I don't think he was sulking, more confused by the sound of things because he was expecting to come up for a cuddle. We've all got different ideas about what our dogs should be allowed to do. My house is a bit of a free for all I have to admit, the only restrictions I have in place is a baby gate across the stairs which I shut during the day once we are all downstairs and thats only because I don't want them chasing each other up and down the stairs. Otherwise they go where they like when they like and despite that my 3 big dogs are not trying to rule me or take over. I'd love your OH to meet Indie so he can see that dogs can still be well trained and well behaved and friendly despite having the run of the house and furniture


----------



## Muttly (Oct 1, 2014)

Yeah I have said to him that Muttly is confused at the mo, as lots of things are changing and he doesn't know where he is! I try not to put human emotions onto dogs, which is why I said almost seemed like he was sulking 

Went home at lunch, did my faffing, then called him up for a big fuss  
Apparently my OH said that he had called him up for a fuss too when he got up, so think he is trying more with Muttly too, which is great.
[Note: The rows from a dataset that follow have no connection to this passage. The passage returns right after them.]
PR #581, opened 2021-11-03
Update Github Action

arothian:
- Support writing the output to a file
- Add a test for uploading sarif to GH code scanning

### DIFF
--- a/github-action/entrypoint.sh
+++ b/github-action/entrypoint.sh
@@ -1,0 +1,11 @@
+#!/bin/sh
+
+echo "::debug::Using input path: ${INPUT_INPUT_PATH}"
+echo "::debug::Using output path: ${INPUT_OUTPUT_PATH}"
+
+if [ -n "${INPUT_EXTRA_ARGS}" ]; then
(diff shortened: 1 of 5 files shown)


github-action/entrypoint.sh
```diff
@@ -0,0 +1,11 @@
+#!/bin/sh
+
+echo "::debug::Using input path: ${INPUT_INPUT_PATH}"
```
thegonch, line 3: Not sure why the term `INPUT` precedes all of these variable names, especially when you have something like `INPUT_OUTPUT_PATH` that seems to just lend to confusion.  I would suggest we just remove the extra leading `INPUT` for all of these var names.

arothian: Yeah, it's somewhat unpleasant, but GH actions prefixes all configured inputs with `INPUT_` and then exposes them as ENV variables. To the end user of the action though, they would just configure `input_path`, which maps well to the CLI naming. I could change it to `path` but then it would result in that disconnect.

thegonch (approved):

PR #460, opened 2020-12-14
Clear state on connect

### LINKED ISSUE #449: connect command should clear session settings by default
Currently, if you `connect` to one host, and drill down into the API, then `connect` to a different one, the base address will change but the relative path beyond that won't. Additionally, the stored headers and, soon, the stored query string parameters, won't change. I think this would be unexpected to most users. That said, there are cases where you might want to maintain it - for instance switching between dev/prod hosts. So we could add an option to preserve it.

tlmii:
Closes #449

### DIFF
--- a/src/Microsoft.HttpRepl/Commands/BaseHttpCommand.cs
+++ b/src/Microsoft.HttpRepl/Commands/BaseHttpCommand.cs
@@ -205,7 +205,7 @@ namespace Microsoft.HttpRepl.Commands
                     SwaggerUri = programState.SwaggerEndpoint,
                     AllowBaseOverrideBySwagger = false
                 };
-                await apiConnection.SetupHttpState(programState, performAutoDetect: false, cancellationToken).ConfigureAwait(false);
+                await apiConnection.SetupHttpState(programState, performAutoDetect: false, persistHeaders: true, persistPath: true, cancellationToken).ConfigureAwait(false);
             }
         }
 
--- a/src/Microsoft.HttpRepl/Commands/ListCommand.cs
+++ b/src/Microsoft.HttpRepl/Commands/ListCommand.cs
@@ -50,7 +50,7 @@ namespace Microsoft.HttpRepl.Commands
                         SwaggerUri = programState.SwaggerEndpoint,
                         AllowBaseOverrideBySwagger = false
                     };
-                    await apiConnection.SetupHttpState(programState, performAutoDetect: false, cancellationToken).ConfigureAwait(false);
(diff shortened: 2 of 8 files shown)


src/Microsoft.HttpRepl/Commands/ListCommand.cs
```diff
@@ -50,7 +50,7 @@ protected override async Task ExecuteAsync(IShellState shellState, HttpState pro
                         SwaggerUri = programState.SwaggerEndpoint,
                         AllowBaseOverrideBySwagger = false
                     };
-                    await apiConnection.SetupHttpState(programState, performAutoDetect: false, cancellationToken).ConfigureAwait(false);
+                    await apiConnection.SetupHttpState(programState, performAutoDetect: false, persistHeaders: true, persistPath: true, cancellationToken).ConfigureAwait(false);
```
bzhu94, line 53: Not too familiar with the `auto` flag for the list command, but would it ever make sense to include the options to persist headers / path here?

src/Microsoft.HttpRepl/Commands/BaseHttpCommand.cs
```diff
@@ -205,7 +205,7 @@ private async Task CreateDirectoryStructureForSwaggerEndpointAsync(IShellState s
                     SwaggerUri = programState.SwaggerEndpoint,
                     AllowBaseOverrideBySwagger = false
                 };
-                await apiConnection.SetupHttpState(programState, performAutoDetect: false, cancellationToken).ConfigureAwait(false);
+                await apiConnection.SetupHttpState(programState, performAutoDetect: false, persistHeaders: true, persistPath: true, cancellationToken).ConfigureAwait(false);
```
bzhu94, line 208: Same question as for `ListCommand` - does it make sense to check the `commandInput` param to see if the user wants to persist headers / path?

src/Microsoft.HttpRepl/Commands/ListCommand.cs
tlmii: The auto flag basically just checks the swagger/openapi description again before executing the command. This is to make sure its working on the latest info. In case, for instance, you're doing this as part of your inner dev loop, you make a change to an API and you want to test it again, you don't have to connect again (to re-read the swagger/open description) - it does that for you. So for that case, I believe it makes sense to always persist the state - you don't want to lose the state during that process.

src/Microsoft.HttpRepl/Commands/BaseHttpCommand.cs
tlmii: Same answer as above.

bzhu94 (approved):
Looks good!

He also said that another thing has improved, we have been trying to teach him to leave the post as he decided it was good to chew 
I started by going to the door with him and getting him to sit and stay on the first stairs step, then give him a treat and pick up the post. Well that was great, but I'm not always home before the post. OH said he told Muttly to 'leave it'....'leave it'...'leave it'...and he did, just sat and looked at it, then had a good sniff and OH picked it up, he then fussed him lots. So great!!! (because that's another thing that has been really pissing my OH off).

Thing is, as I keep saying, I cannot make him a great, well trained dog alone, when I am at work full time! I need help from the family too, now he has done this with the post, perhaps he will do more training too


----------



## Muttly (Oct 1, 2014)

jamat said:


> and don't forget
> 
> He's cute and fluffy


He sure is  
I keep looking at my avatar and feeling a bit sad, because he is so happy there and this is him on his walks, just us. Such a happy little boy.


----------



## shirleystarr (Mar 22, 2009)

I have a mesh cage on the letter box so they cant get the post


----------



## silvi (Jul 31, 2014)

You see, I'm different with dogs. I'm not a 'touchy feely' person and I like my space. If a dog jumps up on my lap when I don't want them to, I won't say anything to them; I just put them back down on the floor and get on with what I was doing when they jumped up, whether that is talking, working, or just watching the TV.
So there's no feeling of a reprimand for what they have done, just a bit of a reminder that 'now is not a good time'. If that makes sense?

All our dogs have known that I say when they can come and sit on my lap (or beside me depending upon size), and they have seemed quite happy with that.
But I don't think that's about 'control', either by me or by the dogs - just respecting each others space and learning a routine that suits all of us.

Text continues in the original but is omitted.